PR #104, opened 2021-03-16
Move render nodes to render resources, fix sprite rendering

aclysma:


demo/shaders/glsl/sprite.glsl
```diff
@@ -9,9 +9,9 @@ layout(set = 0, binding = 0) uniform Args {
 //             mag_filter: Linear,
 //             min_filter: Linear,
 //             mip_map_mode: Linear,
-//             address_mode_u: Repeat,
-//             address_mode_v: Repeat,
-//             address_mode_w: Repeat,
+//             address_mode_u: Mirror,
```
==
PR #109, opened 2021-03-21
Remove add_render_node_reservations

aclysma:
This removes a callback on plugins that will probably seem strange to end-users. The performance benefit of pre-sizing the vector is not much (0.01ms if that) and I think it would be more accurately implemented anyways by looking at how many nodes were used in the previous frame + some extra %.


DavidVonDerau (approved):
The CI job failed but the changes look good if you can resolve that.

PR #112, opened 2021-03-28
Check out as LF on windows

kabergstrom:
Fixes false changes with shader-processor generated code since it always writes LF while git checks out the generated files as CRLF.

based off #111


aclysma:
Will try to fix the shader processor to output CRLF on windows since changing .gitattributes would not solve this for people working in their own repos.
---
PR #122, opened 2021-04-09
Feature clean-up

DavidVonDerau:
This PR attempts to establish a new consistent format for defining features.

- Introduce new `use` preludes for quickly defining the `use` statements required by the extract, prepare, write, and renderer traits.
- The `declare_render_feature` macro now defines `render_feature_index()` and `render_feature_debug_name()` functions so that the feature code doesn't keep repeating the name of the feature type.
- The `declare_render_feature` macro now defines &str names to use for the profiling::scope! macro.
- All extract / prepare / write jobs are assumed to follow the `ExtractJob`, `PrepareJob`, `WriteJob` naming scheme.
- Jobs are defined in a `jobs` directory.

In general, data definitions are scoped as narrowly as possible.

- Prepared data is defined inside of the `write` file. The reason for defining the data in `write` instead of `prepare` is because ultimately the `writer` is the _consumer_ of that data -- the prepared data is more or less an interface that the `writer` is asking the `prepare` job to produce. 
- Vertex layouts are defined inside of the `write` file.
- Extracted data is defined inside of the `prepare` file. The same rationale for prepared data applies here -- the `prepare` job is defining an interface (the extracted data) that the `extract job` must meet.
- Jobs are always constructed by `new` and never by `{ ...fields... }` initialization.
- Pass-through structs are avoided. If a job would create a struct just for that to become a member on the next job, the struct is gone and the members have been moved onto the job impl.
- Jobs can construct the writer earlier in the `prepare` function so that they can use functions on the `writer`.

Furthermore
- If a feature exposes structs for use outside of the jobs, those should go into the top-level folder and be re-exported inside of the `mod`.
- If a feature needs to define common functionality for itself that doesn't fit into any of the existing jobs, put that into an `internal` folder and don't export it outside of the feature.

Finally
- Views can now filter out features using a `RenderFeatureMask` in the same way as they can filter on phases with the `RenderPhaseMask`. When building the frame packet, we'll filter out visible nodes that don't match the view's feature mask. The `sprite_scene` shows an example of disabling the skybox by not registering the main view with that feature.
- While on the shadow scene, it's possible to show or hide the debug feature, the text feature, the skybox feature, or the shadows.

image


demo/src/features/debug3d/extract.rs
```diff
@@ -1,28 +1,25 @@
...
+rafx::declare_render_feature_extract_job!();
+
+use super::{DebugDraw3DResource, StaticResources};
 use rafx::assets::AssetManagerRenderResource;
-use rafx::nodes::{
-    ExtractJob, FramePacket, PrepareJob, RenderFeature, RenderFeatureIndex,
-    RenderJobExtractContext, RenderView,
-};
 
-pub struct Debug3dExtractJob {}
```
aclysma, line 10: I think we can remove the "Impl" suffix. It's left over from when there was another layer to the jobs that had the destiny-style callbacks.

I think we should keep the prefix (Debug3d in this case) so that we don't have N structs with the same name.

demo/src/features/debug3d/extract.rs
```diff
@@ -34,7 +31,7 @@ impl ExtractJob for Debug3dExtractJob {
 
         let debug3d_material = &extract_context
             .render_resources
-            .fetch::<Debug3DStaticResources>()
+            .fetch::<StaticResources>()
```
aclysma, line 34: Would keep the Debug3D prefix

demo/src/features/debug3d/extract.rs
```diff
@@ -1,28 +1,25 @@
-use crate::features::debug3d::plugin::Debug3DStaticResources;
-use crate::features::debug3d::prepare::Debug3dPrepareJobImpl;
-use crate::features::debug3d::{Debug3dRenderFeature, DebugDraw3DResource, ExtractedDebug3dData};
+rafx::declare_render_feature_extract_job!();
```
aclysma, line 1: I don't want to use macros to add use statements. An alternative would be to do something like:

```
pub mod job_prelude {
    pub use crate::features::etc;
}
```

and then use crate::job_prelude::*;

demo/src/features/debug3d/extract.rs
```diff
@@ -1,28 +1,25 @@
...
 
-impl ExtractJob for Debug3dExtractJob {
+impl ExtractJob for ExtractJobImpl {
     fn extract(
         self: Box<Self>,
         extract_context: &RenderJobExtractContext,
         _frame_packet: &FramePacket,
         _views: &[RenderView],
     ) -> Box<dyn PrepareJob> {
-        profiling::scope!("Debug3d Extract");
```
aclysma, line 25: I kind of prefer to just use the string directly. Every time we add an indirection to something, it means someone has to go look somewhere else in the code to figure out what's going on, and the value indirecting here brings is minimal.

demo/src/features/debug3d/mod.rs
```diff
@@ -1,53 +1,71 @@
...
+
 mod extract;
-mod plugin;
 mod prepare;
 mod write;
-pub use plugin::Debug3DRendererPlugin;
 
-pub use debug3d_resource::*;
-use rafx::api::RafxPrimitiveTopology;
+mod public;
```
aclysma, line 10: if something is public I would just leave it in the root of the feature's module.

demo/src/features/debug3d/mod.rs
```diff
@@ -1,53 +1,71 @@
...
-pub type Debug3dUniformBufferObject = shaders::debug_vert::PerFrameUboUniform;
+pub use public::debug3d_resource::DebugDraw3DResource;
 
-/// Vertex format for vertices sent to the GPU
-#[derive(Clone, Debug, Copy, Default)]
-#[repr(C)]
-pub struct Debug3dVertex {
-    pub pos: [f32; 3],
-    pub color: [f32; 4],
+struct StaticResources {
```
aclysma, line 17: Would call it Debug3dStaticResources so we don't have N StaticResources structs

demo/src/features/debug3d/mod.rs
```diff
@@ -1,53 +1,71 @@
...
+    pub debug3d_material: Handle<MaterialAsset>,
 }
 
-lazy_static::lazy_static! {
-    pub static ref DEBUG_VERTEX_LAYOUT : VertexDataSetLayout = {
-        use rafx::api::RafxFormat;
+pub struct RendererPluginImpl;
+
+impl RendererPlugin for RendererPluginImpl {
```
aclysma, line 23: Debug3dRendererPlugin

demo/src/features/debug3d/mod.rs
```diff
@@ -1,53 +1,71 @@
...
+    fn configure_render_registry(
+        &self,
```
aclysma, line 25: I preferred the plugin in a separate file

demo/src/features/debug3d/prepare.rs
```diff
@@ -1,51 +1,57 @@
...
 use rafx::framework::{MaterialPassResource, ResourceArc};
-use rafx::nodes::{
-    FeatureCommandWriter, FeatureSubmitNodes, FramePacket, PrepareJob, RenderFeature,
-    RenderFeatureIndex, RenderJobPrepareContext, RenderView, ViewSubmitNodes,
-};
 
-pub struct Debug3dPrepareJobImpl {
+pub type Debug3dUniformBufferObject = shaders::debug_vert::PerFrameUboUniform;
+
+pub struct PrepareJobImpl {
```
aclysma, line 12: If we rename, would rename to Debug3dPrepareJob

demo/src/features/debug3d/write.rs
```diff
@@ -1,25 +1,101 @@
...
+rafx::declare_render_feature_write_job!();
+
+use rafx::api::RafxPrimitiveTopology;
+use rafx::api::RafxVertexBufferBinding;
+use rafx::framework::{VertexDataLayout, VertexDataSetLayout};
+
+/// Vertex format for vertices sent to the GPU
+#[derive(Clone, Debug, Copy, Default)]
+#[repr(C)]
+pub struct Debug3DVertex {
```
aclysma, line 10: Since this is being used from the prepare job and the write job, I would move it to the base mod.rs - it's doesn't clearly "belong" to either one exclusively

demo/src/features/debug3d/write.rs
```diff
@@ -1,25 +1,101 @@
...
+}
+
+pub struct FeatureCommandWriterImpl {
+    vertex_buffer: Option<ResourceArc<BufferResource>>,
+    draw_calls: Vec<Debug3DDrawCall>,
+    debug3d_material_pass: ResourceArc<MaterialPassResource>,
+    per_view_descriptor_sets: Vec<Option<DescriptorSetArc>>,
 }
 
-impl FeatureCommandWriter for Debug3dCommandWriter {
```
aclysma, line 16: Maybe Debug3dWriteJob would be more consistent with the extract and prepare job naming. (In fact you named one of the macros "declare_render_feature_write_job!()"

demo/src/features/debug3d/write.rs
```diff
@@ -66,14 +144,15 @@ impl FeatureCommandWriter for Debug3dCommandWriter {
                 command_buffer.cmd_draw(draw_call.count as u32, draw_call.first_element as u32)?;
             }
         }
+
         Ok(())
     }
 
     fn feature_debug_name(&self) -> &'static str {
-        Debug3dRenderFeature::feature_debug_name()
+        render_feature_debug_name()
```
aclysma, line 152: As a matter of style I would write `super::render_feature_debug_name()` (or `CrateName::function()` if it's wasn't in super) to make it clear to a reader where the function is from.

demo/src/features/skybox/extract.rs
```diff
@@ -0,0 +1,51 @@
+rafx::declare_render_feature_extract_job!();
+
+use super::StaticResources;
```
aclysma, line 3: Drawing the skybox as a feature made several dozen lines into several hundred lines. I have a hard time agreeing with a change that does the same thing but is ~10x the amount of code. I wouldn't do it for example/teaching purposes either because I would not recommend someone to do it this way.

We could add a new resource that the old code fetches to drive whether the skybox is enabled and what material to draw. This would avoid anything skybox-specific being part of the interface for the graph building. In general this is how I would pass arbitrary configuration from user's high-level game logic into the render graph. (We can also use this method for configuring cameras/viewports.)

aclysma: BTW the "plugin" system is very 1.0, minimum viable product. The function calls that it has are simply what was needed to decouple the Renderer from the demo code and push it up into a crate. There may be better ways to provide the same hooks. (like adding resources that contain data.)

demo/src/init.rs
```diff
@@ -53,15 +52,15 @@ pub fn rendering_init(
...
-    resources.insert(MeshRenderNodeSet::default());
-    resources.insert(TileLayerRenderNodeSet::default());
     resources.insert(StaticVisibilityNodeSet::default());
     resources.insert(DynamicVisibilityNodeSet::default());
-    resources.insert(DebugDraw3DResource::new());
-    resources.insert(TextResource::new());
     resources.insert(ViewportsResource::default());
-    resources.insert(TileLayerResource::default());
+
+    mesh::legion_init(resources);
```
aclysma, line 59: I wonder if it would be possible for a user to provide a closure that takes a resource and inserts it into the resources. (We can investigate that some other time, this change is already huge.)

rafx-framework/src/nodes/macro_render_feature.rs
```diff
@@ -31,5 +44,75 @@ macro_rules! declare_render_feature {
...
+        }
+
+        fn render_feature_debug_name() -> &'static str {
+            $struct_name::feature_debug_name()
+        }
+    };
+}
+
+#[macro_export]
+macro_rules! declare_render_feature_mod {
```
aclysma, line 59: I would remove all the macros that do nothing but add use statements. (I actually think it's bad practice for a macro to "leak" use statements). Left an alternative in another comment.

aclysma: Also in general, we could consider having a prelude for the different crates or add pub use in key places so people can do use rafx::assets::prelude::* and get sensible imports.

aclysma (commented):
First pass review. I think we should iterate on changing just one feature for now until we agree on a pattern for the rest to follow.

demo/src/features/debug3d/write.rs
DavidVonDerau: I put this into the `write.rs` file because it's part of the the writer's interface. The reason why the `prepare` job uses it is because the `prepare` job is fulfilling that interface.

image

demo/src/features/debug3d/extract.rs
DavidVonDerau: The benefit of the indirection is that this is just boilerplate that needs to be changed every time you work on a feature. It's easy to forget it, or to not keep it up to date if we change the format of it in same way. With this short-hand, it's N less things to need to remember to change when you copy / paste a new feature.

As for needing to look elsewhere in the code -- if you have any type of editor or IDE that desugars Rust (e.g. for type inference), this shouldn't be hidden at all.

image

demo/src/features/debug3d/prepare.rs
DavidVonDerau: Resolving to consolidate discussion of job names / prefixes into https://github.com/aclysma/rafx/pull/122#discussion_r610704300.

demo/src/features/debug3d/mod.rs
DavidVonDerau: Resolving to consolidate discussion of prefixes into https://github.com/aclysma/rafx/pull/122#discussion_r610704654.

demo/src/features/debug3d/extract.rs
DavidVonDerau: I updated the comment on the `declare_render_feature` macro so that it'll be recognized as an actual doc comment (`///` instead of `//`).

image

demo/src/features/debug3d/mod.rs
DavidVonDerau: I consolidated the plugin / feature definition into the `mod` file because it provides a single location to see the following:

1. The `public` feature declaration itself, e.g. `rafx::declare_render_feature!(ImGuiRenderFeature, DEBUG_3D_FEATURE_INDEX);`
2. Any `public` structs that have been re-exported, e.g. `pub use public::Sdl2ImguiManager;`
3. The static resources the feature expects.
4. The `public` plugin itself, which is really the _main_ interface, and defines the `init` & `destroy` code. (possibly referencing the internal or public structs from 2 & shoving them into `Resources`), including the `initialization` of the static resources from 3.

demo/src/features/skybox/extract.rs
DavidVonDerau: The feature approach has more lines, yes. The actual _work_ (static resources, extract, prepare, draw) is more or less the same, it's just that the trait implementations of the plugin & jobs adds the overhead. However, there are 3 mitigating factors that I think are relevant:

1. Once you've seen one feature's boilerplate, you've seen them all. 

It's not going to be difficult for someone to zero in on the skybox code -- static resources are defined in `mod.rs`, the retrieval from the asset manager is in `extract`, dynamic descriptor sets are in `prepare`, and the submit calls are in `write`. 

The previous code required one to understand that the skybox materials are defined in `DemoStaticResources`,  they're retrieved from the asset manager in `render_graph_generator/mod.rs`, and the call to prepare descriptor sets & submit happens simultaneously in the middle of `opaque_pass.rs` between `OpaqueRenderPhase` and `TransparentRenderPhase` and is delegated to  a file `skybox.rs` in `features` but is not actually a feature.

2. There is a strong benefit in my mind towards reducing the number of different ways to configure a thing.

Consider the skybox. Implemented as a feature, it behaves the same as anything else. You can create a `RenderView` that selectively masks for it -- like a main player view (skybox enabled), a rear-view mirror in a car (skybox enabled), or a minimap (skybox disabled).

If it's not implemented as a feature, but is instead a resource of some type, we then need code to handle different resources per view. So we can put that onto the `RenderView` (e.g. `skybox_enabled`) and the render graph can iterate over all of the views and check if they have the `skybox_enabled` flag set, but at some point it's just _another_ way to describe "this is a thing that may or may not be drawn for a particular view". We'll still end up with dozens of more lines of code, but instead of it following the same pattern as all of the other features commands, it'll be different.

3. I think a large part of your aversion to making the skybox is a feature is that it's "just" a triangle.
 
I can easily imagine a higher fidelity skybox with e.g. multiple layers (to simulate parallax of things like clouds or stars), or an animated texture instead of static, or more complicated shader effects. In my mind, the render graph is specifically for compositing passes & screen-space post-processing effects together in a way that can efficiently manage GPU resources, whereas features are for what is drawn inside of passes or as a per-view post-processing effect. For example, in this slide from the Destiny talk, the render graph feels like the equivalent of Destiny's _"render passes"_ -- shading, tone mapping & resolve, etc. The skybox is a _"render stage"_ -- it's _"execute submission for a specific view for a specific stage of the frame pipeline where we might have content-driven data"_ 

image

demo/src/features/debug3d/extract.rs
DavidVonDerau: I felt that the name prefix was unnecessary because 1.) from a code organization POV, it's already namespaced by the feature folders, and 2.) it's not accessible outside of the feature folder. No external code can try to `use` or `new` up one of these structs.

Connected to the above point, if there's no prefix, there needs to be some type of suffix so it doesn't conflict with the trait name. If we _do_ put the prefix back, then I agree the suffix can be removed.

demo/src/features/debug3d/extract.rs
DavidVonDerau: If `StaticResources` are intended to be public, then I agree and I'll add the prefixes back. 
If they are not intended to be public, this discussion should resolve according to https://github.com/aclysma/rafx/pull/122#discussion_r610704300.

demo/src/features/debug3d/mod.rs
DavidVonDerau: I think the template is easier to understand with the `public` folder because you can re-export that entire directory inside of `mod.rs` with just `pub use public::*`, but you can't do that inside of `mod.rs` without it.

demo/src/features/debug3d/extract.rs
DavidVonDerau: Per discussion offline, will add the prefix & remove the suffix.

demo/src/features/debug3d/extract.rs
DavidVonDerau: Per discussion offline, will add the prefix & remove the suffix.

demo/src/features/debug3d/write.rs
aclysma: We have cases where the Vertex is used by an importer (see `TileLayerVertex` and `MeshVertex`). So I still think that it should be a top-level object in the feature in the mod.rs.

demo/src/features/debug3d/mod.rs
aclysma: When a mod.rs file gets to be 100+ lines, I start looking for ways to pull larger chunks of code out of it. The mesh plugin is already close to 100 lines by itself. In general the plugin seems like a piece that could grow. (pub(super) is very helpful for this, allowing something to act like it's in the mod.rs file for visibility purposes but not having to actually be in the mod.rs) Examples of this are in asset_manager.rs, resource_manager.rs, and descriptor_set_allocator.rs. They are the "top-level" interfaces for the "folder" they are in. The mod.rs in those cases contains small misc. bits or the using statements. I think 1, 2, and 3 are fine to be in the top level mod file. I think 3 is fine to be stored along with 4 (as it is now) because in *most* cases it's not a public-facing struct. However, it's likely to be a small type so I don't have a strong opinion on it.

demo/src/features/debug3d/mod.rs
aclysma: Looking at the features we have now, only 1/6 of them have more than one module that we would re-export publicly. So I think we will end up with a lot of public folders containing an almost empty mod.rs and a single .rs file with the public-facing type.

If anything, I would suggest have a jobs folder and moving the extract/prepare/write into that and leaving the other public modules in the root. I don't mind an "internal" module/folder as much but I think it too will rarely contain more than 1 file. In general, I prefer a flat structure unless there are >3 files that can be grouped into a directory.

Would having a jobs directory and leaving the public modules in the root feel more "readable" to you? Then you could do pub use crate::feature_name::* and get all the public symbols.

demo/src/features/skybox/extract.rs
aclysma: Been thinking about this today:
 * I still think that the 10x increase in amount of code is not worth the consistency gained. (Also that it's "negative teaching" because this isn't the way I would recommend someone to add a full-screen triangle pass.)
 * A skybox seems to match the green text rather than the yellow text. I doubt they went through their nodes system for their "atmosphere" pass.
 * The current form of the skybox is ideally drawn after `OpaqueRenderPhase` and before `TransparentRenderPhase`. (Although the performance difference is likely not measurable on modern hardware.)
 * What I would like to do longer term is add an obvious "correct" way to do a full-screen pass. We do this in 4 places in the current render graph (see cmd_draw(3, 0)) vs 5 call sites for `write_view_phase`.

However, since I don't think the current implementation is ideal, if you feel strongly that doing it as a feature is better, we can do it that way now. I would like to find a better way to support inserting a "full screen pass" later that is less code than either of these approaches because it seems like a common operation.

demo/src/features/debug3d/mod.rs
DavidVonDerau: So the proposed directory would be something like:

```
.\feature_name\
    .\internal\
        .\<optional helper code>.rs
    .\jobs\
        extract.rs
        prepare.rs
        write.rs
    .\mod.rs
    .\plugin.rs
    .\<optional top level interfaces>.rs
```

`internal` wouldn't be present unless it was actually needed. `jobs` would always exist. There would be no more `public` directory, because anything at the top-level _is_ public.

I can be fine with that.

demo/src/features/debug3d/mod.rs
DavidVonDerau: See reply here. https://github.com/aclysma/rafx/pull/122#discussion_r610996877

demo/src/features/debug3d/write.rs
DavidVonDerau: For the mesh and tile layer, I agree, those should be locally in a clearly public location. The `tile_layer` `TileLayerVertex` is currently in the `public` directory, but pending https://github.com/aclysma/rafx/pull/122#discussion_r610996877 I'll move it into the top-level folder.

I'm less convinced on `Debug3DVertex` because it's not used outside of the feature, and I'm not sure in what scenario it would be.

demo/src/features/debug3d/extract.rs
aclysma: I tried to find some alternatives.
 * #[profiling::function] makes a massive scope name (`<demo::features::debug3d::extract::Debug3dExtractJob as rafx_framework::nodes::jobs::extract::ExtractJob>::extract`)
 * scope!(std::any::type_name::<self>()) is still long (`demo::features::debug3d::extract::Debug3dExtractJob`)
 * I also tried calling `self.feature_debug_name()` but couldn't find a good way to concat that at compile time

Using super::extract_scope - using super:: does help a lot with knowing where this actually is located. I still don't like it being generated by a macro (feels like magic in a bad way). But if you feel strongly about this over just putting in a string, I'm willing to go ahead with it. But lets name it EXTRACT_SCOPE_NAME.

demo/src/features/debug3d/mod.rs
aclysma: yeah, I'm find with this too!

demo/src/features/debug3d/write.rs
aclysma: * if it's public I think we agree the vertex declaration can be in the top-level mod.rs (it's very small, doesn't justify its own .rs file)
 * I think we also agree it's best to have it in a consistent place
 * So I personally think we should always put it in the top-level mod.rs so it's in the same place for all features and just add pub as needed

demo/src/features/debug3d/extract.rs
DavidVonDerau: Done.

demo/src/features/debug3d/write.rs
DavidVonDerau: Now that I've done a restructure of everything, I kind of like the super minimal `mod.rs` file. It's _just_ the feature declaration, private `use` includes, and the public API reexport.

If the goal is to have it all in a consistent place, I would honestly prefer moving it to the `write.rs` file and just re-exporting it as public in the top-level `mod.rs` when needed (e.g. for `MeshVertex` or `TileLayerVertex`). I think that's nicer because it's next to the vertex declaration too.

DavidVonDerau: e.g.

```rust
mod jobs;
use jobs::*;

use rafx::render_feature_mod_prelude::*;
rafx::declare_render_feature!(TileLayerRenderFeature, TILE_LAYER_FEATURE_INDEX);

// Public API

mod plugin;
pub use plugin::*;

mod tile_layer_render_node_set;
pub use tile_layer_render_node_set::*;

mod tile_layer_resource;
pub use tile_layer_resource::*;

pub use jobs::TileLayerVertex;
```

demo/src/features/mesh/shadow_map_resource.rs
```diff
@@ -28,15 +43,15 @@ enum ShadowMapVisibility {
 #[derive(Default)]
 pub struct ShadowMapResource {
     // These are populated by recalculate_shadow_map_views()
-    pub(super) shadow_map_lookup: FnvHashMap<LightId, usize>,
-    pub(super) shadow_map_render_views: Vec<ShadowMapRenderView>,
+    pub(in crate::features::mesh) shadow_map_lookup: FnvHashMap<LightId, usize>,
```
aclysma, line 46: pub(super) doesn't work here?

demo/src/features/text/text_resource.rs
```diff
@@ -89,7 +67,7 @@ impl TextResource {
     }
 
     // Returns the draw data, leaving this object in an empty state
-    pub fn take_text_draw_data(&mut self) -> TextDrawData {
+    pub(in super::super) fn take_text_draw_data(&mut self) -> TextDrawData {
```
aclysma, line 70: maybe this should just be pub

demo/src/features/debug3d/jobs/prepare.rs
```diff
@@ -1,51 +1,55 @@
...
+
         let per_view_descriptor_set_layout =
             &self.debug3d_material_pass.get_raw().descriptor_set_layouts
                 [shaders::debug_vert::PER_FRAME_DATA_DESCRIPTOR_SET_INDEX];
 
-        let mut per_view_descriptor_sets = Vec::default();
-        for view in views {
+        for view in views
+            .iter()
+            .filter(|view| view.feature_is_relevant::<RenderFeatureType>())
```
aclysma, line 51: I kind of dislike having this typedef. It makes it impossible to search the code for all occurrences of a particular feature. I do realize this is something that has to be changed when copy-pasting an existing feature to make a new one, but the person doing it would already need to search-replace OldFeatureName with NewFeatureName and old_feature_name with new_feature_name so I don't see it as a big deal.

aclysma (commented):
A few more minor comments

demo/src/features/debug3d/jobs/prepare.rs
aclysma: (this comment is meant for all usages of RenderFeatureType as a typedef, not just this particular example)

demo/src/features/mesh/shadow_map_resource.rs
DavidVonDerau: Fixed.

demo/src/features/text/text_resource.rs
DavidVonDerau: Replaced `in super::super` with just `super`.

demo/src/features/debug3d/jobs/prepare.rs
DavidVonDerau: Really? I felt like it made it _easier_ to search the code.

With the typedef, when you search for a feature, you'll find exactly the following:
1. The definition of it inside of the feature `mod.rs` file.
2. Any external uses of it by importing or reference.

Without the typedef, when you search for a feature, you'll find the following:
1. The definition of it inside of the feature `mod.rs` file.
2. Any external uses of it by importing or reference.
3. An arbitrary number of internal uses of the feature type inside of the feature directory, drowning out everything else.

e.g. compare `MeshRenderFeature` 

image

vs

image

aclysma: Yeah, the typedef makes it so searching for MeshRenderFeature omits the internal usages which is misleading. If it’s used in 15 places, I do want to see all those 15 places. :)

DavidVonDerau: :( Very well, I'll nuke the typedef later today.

Task brief. If a line in the listing above contains the word "through", include it in your count, then give only the final number.

Solution for this problem. 2